Stuff Yourself Full

If you stuff yourself full of poems, essays, plays, stories, novels, films, comic strips, magazines, music, you automatically explode every morning like Old Faithful. I have never had a dry spell in my life, mainly because I feed myself well, to the point of bursting. I wake early and hear my morning voices leaping around in my head like jumping beans. I get out of bed to trap them before they escape.

RAY BRADBURY

Follow Your Curiosity and Passion

My own best advice is to young writers is: follow your curiosity and passion. What fascinates you will probably fascinate others. But, even if it doesn't, you will have devoted your life to what you love. An important corollary is that it's no use trying to write like someone else. Discover what's uniquely yours.

DIANE ACKERMAN

Good Writing Is All Handmade

Good writing is all handmade. It’s made of words. Looking up words as you write is a vital step in research. A word choice isn’t apt merely because a word’s formal definition seems to fit. Words are layered with meaning, and the layers need to fit as well. If you write “the final solution to our problem” unaware that “final solution” translates the Nazi euphemism for the Holocaust, die Endlösung; if you write “a supercilious handshake” unaware that “supercilious” derives from Latin words meaning “above the eyelid” (i.e., with a lifted eyebrow), you communicate more and less to your reader than you intend. Sloppy word choice isn’t only a literary sin; it’s confusing. If you choose words with their multileveled meanings in mind, your reader will have a better chance of understanding what you mean—and so will you.

RICHARD RHODES

Leave Home

Leave home. Because if you stay home people will ask you questions that you can't answer. They say, "What are you going to write? Where will you publish it? Who's going to pay you?
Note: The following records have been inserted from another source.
PR #1074, opened 2015-12-05
Generalize forever to Apply

LeifW:
* Added `*>` and `<*` to the instance, instead of just in the syntax.
* Added forever to syntax also.

Example usage:
```scala
import scalaz._, Scalaz._, effect._, IO._

val a: IO[Unit] = putStrLn("Hello, world!")
val b: IO[Unit] = a.forever
b.unsafePerformIO // prints "Hello, world!" forever
```

### DIFF
--- a/core/src/main/scala/scalaz/syntax/ApplySyntax.scala
+++ b/core/src/main/scala/scalaz/syntax/ApplySyntax.scala
@@ -8,11 +8,11 @@ final class ApplyOps[F[_],A] private[syntax](val self: F[A])(implicit val F: App
   final def <*>[B](f: F[A => B]): F[B] = F.ap(self)(f)
   final def tuple[B](f: F[B]): F[(A,B)] = F.tuple2(self,f)
 
-  /** Combine `self` and `fb` according to `Apply[F]` with a function that discards the `A`s */
-  final def *>[B](fb: F[B]): F[B] = F.apply2(self,fb)((_,b) => b)
+  /** Combine `self` and `fb` according to `Apply[F]` and discard the `A`(s) */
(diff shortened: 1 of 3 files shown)


LeifW:
While doing this, I was a little curious why the functions on the instance take their arguments by-name, whereas in the syntax stuff seems by-value (except the `^`'s).

tonymorris:
:+1:

core/src/main/scala/scalaz/syntax/ApplySyntax.scala
```diff
@@ -31,7 +31,11 @@ final class ApplyOps[F[_],A] private[syntax](val self: F[A])(implicit val F: App
   /** Alias for `|@|` */
   final def ⊛[B](fb: F[B]) = |@|(fb)
 
-  ////
+  /**
```
tpolecat: The `////` is significant to the build ... I think `forever` need to go above it.

tpolecat:
:+1: after fixing the mechanical issue in `ApplySyntax`.

core/src/main/scala/scalaz/syntax/ApplySyntax.scala
```diff
@@ -31,7 +31,11 @@ final class ApplyOps[F[_],A] private[syntax](val self: F[A])(implicit val F: App
...
+   * Repeats this applicative action infinitely.
+   */
+  final def forever[B]: F[B] = F.forever(self)
+
```
puffnfresh: Just needs a `////` after here.

puffnfresh:
:+1:

xuwei-k:
Could you squash commits?

LeifW:
Squash'd

PR #1077, opened 2015-12-07
Change after function to use scheduler instead of Timer

nlim:
I was trying out the Task#retry functionality in Task and I found that it uses a scalaz.concurrent.Timer to implement its logic, and it appears scalaz.concurrent.Timer uses Thread.sleep.

Following the example of Future#timed, which uses the ScheduledExecutorService, we can avoid the use of Thread.sleep in the implementation of Task#retry


aloiscochard:
:+1:

vmarquez:
👍

PR #1080, opened 2016-01-03
fix digit append

mking:
I found a typo in the digit append implementation.

I updated the test to test this case.


tonymorris:
Cheers.

PR #1081, opened 2016-01-08
Add a leftMapNel for ValidationNel

YannMoisan:


aloiscochard:
I'm not sure about such a specialized function here, I mean where will we stop if we start adding such functions?

As a corollary, we add it here on `Validation`, but why not adding it on `Bifunctor` then?

I'm curious what others think, I feel like to achieve that we should rather have a newtype with a specialized Bifunctor instance.

xuwei-k:
> I'm not sure about such a specialized function here, I mean where will we stop if we start adding such functions?
> As a corollary, we add it here on Validation, but why not adding it on Bifunctor then?

I agree with aloiscochard too.

YannMoisan:
since the comment of @aloiscochard , the proposal is more generic (it works on any `Functor` instead of `NonEmptyList`).

Some of us should reimplement these combinators in their projects…

Do you close the PR because the code is not at the right place or just you don't want this kind of specific combinator in scalaz ?

tonymorris:
I think overly-specialised functions are a necessity for Scala, since generalisation often trades off against the utility of the type system. I am not sure if that is the case here, but I suspect so.

aloiscochard:
@YannMoisan it's totally reasonable to want to avoid duplicating combinators in every project!

I'm reopening the PR for discussion, but this time, now that I see the implementation with `Functor` I would like to ask:
Aren't we looking for a `ValidationT` here? /cc @tonymorris @S11001001 @puffnfresh

wedens:
I agree with @aloiscochard. There can be tons of such functions, and library should not be overloaded with very specialized functions.

xuwei-k:
> <del>Aren't we looking for a ValidationT here?</del> Shouldn't we favor creating transfomers for the Monad we want to compose?

- https://github.com/scalaz/scalaz/pull/67
- https://github.com/scalaz/scalaz/commit/9907b91048a270339

aloiscochard:
@xuwei-k indeed, thanks for the references.

@YannMoisan I would be curious to know, which Functor you usually lift into `Validation`? to see if they basically comes from a `Monad` or not and if we could transform for them to help you. (If you would like to discuss it in real-time feel free to pop in #scalaz on freenode! would be nice to understand a bit more the backgroun.)

YannMoisan:
Here are both use cases (it seems that they are very standard) : 
- for `nestedMap` :
I want to validate an optional field (from a CSV file), so it's quite straightforward to use a `Validation[A, Option[B]]`. And after that, I want to apply B => C

-for `leftNestedMap` 
I have a ValidationNel[E, A] and I want to enrich all errors (with a line number), so apply E => EE.

wedens:
https://hackage.haskell.org/package/bifunctors-5.1/docs/Data-Bifunctor-Biff.html

aloiscochard:
@YannMoisan thanks for the concrete example.

So here is the way to achieve it using (bi)functor composition (thanks @wedens for the pointer):

```
import scalaz._                                                                   
import scalaz.std.AllInstances._                                                  
val foo: Validation[List[String], Option[Int]] = ???                              
val functorR = Bifunctor[Validation].rightFunctor[List[String]].compose[Option]   
val functorL = Bifunctor[Validation].leftFunctor[Option[Int]].compose[List]       
functorR.map(foo)(_ + 2)                                                          
functorL.map(foo)(_ + ":1")                                                       
```

This is sad that scala type inference make things such verbose, but if we want to workaround the inference issue we should find about a relatively generic solution (thinks Unapply) instead of introducing highly specialized functions.

You have two solution now:
- In your project (or common), you keep a list of most used composition and refer to them directly (basically store those `functorR`/`functorL` in a shared place in your projects, that's what I usually do)
- Find a syntactic workaround (which make the inference works) that you might want to contribute to scalaz. That involve some research.

I close the issue for now, I hope you agree on the reasoning here. Inference can be very frustrating :-(

YannMoisan:
Thanks for such a complete answer and all your smart comments.
I have some questions :
- @aloiscochard nice trick with `BiFunctor`. But it seems that is not generic (the code that I proposed is).
- for right part, is there an advantage to use `BiFunctor`, `Functor` seems sufficient :
``` 
def functorR[A] = Functor[({type l[a] = Validation[A, a]})#l].compose[Option]
functorR.map(foo)(_ + 2)
```
- for `Unapply`, I'm still a scalaz noob (it's my first PR). So, i don't yet fully understand `Unapply` magic :)

wedens:
@YannMoisan functor composition is the most generic thing possible when you have "nested `map`"
`Functor` instance for `Validation` "works" on `Success` values, so yeah, `Functor` is sufficient

aloiscochard:
Hi @YannMoisan,

* 1. that is true, if we extract your code and try to write an abstract function for it, it will work purely on `Functor` while mine would have an extra `Bifunctor` constraint!

If you write a generic function you should **definitely** follow the approach you just shared (using type lambda to get the `Functor` directly and then compose it).

But I'm pretty sure that you would agree that even if this approach is more generic, it is a also a hell less friendly to write?

I thought intuitively, based on your initial example, that you were not writing generic function but you were "just" using it on concrete types. That is why I did show the Bifunctor approach.
In this case I find the `Bifunctor` nicer to use (syntax wise), it should be noted that this can be mitigated using the `kind-projector` plugin.

* 2. Unapply, that's quite a beast!

That's is a tricky thing to understand as it takes advantage of relatively advanced and obscure scala technics, I hope those articles will help:
* http://eed3si9n.com/learning-scalaz/Unapply.html
* http://typelevel.org/blog/2013/09/11/using-scalaz-Unapply.html

Good luck!

Feel free to let us know if something is not clear, or just pop in #scalaz on freenode.

PR #1082, opened 2016-01-08
lift a value in a Validation

YannMoisan:


wedens:
isn't it the same as `toSuccess` and `toSuccessNel` from `scalaz.syntax.std.option._`?

YannMoisan:
It's just a straightforward helper, to propose the same feature as `BooleanOps.either` but for `Validation`. wdyt ?

PR #1083, opened 2016-01-18
Add Bifunctor widen

edmundnoble:
Adds a function `widen` to take advantage of the natural covariance of `Bifunctor`. I was initially going to implement this for `EitherT` because that was my use-case, but this is probably more useful.


xuwei-k:
Could you squash commits?

edmundnoble:
Squashed.

xuwei-k:
:+1:

aloiscochard:
:+1: thanks

PR #1090, opened 2016-01-29
Make NonEmptyList#tails stack safe.

TomasMikula:
The original implementation was converted to a test of correctness.


xuwei-k:
:+1:

PR #1091, opened 2016-01-29
Add method NonEmptyList#inits.

TomasMikula:
`IList` has both `tails` and `inits`, so I think `NonEmptyList` should, too.

The implementation is in terms of `tails` and `reverse`, which is analogous to the implementation of `IList#inits`.


TomasMikula:
The [failed Travis build](https://travis-ci.org/scalaz/scalaz/jobs/105769242#L3370) apparently has nothing to do with this commit.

How will you make a living?" If you leave home, no one asks you questions like that.

PAUL THEROUX

When Your Villain Becomes a Bore

Whenever your villain becomes a bore, whatever you’re writing—play, film, whatever—wrap it up, abandon ship. Conversely, first-rate villains very often, by the mere reflection of the infinitely greater attractiveness and scope that villainy has over virtue, will endow the most numbing of dullard heroes and heroines with an appeal they couldn’t possibly attain on their own. From Mephistopheles to Rupert of Hentzau. It’s my guess Will Shakespeare found Iago a breeze to write compared to Othello; and that he sweated more over Brutus than Cassius.

JOSEPH L. MANKIEWICZ 

Style Is A Relation Between Form and Content

Style is a relation between form and content. Where the content is less than the form, where the author pretends to emotion which he does not feel, the language will seem flamboyant. The more ignorant a writer feels, the more artificial becomes his style. A writer who thinks himself cleverer than his readers writes simply, one who is afraid they are cleverer than he, will make use of mystification: good style is arrived at when the chosen represents what the author requires of it without mystification.

CYRIL CONNOLLY

Most Writers Write Too Much

Most writers write too much. Some writers write way too much, gauged by the quality of their accumulated oeuvre. I've never thought of myself as a man driven to write. I simply choose to do it, often when I can't be persuaded to do anything else; or when a dank feeling of uselessness comes over me, and I'm at a loss and have some time on my hands, such as when the World Series is over.